魔法刻印が現れること自体が、魔力を操作出来ることになった証でもある、一体これはどう言うことなのだろうか?


疑問はちっとも解消されない、マリリンに関して分からないことだらけだった。



マリリンは金色の聖女として、カルディア公爵夫人とあちこちに顔を出していた。

カルディアも忙しく各地を回っているが、長く番と離れると寂しくて仕方なくなる。だから遠出は1週間以内に帰って来られる場所にする、どうしてもそれ以上長く会えないと機嫌も悪くなるし、無性に泣きたくなって情緒不安定になる。不安で寂しくて会いたくて苦しい、だから少しでも早く会いたくて、番にも来てもらって中間地点で会う。

再会すれば全ての問題が解決する、それほど特別な存在。

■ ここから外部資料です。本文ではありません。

PR #978, opened 2021-10-11
Update "create po" smart contract action

shannynalayna:
This change updates the "create po" action implementation to handle the `workflow_status` now present in the `CreatePurchaseOrderPayload` and the `CreateVersionPayload`. 

Previously, this action assumed the intended `workflow` status based on the state of the payload. Now, the purchase order is created with the intended `workflow_status` in mind and this transition is validated rather than what the action assumes the desired workflow state is.

### DIFF
--- a/contracts/purchase_order/src/handler.rs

年齢など関係ないのだ、番とは永遠に特別に愛しく力の源となる存在。カルディアは47歳、サディアス公爵は49歳だが、今なお仲睦まじく、共にいる時は毎日キスを交わす、気づけば手を繋ぎ、腕を組み、抱きしめる、互いがどれほど大切かも言葉でも態度でも示す。これはサディアス夫婦が特別かと言えばそんな事はない、どこの番もそうなのだ。だから王太子殿下や国王陛下が番に口づけを贈っても、誰もおかしいと思わない。番を大切にすることは当然のことだからだ。


「ふふ、カルディア様は旦那様の公爵様と仲がよろしいのですね?」

「ん? ええ、勿論よ。マリリンの家は違うの?」

「仲は悪くはないと思います、うん 普通だと思います。でもカルディア様達のように、人前でキスをしたり腰を抱いたり、甘い言葉を惜しみなくかけたりはしません。

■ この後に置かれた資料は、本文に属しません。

PR #1006, opened 2021-10-29
Update schema loading for Order.xsd

shannynalayna:
This change updates the loading of the schema to be done in the
directory where schemas are specified. This directory is able to be set
with the `GRID_ORDER_SCHEMA_DIR` environment variable, or it is set by
default.

### DIFF
--- a/sdk/src/data_validation/xml/xml_ffi.rs
+++ b/sdk/src/data_validation/xml/xml_ffi.rs
@@ -13,8 +13,10 @@
 // limitations under the License.
 
 use core::marker::{PhantomData, PhantomPinned};
+use std::env;
 use std::ffi::CString;
 
+use super::Schema;
 use crate::error::InternalError;
 
 use libc::{c_char, c_int, c_uint};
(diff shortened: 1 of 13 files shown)


leebradley (dismissed):
Tested locally. Correctly validates po XML

dnewh (dismissed):

sdk/src/data_validation/xml/xml_ffi.rs
```diff
@@ -33,8 +38,33 @@ struct XmlSchemaPtr {
...
+        schema_type: &Schema,
+    ) -> Result<Self, InternalError> {
+        let schema_ptr = match schema_type {
+            Schema::OrderXmlV3_4 => {
+                // Check if the `GRID_SCHEMA_DIR` environment variable is set, which tells Grid where
+                // to locate any dependent schema files
+                let schema_dir = match env::var(GRID_ORDER_SCHEMA_DIR).ok() {
+                    Some(schema_path) => PathBuf::from(schema_path),
+                    None => {
+                        let mut base_dir = PathBuf::from(env!("CARGO_MANIFEST_DIR"));
```
peterschwarz, line 52: This only works when running from the source directory. It doesn't seem like a good default value.

shannynalayna: I updated these methods to simply take in a directory argument. This allows for the unit tests to set the directory relative to the `CARGO_MANIFEST_DIR` env var (which originally was a case this match arm covered), and it also allows an end user to set these values using an environment variable (with a default, which directs to the sdk's `data_validation` module). I'm not sure if there's a better default in this case. And, this will also allow us to point to a new directory, meaning we could copy over the schema files in a docker env in the near future and point these variables to that directory.

dnewh (dismissed):

leebradley (dismissed):

dnewh (approved):

peterschwarz (approved):

dnewh (approved):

ふふ、だからカルディア様達の仲の良さに最初凄く驚いたんです。でも今は素敵だなって思います」

「………そう、有難う」




ディーンシュトは卒業後について、両親とも相談し、魔法省に入省することを望んだ。父が健在ということもあるが、何より銀色の刻印持ちと言うことで魔法省から声がかかっていた。ディーンシュトは魔法省に入れば、薬局のラディージャと会う機会があるかもしれないと密かに目論んでいた。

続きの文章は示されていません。